Di fondo, il rapporto, ripreso dall’agenzia Ansa, sostiene che una persona su sei nel mondo soffre di solitudine e questa condizione – che con il Covid ha avuto un forte incremento, anche tra le fasce giovanili – ha un forte impatto sulla salute fisica e mentale: tanto che ogni ora per le sue conseguenze mel mondo muoiono in media 100 persone, per un totale di 871.000 l’anno.

“Viviamo in un’epoca di connessioni infinite, ma sempre più persone si sentono isolate e questo genera costi enormi in sanità, istruzione e occupazione”, ha commentato Tedros Adhanom Ghebreyesus, direttore generale dell’Oms.

Il fenomeno colpisce tutte le fasce d’età, ma in particolare i giovani e le persone nei Paesi a basso reddito.

Tra gli adolescenti (13-29 anni), il 17-21% si sente solo.

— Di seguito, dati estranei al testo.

PR #811, opened 2024-10-09
fix: review uows caches

Bhaswati1148:
## Motivation and Context
The UOWS is seeing large volumes of traffic from UOP, potentially causing errors. It appears that our caching is insufficient for the number of users being processed, as the number of requested users is massively higher than the cache size, so a lot of refetches are performed.
Custom implementation of LRUCache algorithm was used until this PR. This PR aims to replace that custom implementation with external library TTLCache https://www.npmjs.com/package/@isaacs/ttlcache

## Fixes
https://github.com/UserOfficeProject/issue-tracker/issues/1099

## Changes
Switching over from LRUCache to TTLCache https://www.npmjs.com/package/@isaacs/ttlcache 


ACLay:
Would it be worth adding some environment variables to use as override values for the default cache size and ttl parameters? That way if we need to increase the sizes we wouldn't need to do another release.

apps/backend/src/utils/Cache.ts
```diff
@@ -23,8 +23,15 @@ export class Cache<T> implements ICache<T> {
...
-    this.millisecondsToLive = secondsToLive ? secondsToLive * 1000 : 10000;
+    this.maxEntries =
+      Number(process.env.CACHE_MAX_ENTRIES) > maxEntries
+        ? Number(process.env.CACHE_MAX_ENTRIES)
+        : maxEntries;
+    this.millisecondsToLive = secondsToLive
+      ? Number(process.env.CACHE_TTL) > secondsToLive
+        ? Number(process.env.CACHE_TTL) * 1000
+        : secondsToLive * 1000
+      : 10000;
```
ACLay, line 34: It feels odd to me to have override parameters that will only be used if they're larger. And this layout also means that the CACHE_TTL variable will be ignored if the constructor is called without a secondsToLive parameter. I'd have thought the logic might go something like `this.millisecondsToLive = (Number(process.env.CACHE_TTL ?? secondsToLive ?? 10)) * 1000;`

And could I be inconvenient and ask that CACHE_TTL be renamed to include SECONDS so it's immediately clear in the config what units it uses

PR #823, opened 2024-10-16
perf: reduce data quantity from high use getCalls query

ACLay:
## Description

This is the second most used query in our monitoring logs, and for most places where it's used the vast majority of fields are unnecessary, especially user data, which for us comes from a slow external service.

## Motivation and Context

We're approaching a proposal call deadline and are seeing high load levels. This may be a significant culprit.


TCMeldrum (approved):

Bhaswati1148 (approved):

gnyiri:
Its OK, but it could be a better (?) choice to add a new parameter to the existing useCall function instead of introducing a new useCalllsMinimalData function with almost identical implementation.   

Example for this: includeTemplate parameter in useActiveTemplates.

gnyiri (commented):
There are many references of useCallsData in the code. As MINIMAL is the default parameter,  did you check that CallsTable is the only reference where all call data are needed?

ACLay:
Yeah, I followed all the places where useCallsData is used, and the only place that looked like it needed extra fields was the calls table.

janosbabik (approved):

gnyiri (approved):

ACLay:
> Yeah, I followed all the places where useCallsData is used, and the only place that looked like it needed extra fields was the calls table.

Looks like xpress stuff that merged in since I did those checks also required extended data

TCMeldrum (approved):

Nei paesi a basso reddito, il tasso raggiunge il 24%, più del doppio rispetto a quelli più ricchi.

Dal rapporto dell’Oms risulta anche che gruppi, come anziani, migranti, persone con disabilità e Lgbtq+, sono particolarmente vulnerabili al fenomeno, ma le cause della solitudine sono tante, tra cui cattiva salute, basso reddito, istruzione carente o vivere già soli. Anche per questi motivi, il rapporto Oms raccomanda che la “connessione sociale sia integrata nelle politiche su salute, educazione, lavoro e accesso digitale“.

Un ruolo negativo lo ha anche la tecnologia, tanto che Chido Mpemba, co-presidente della Commissione avverte: la solitudine “se mal gestita, può indebolire le relazioni umane, invece di rafforzarle”.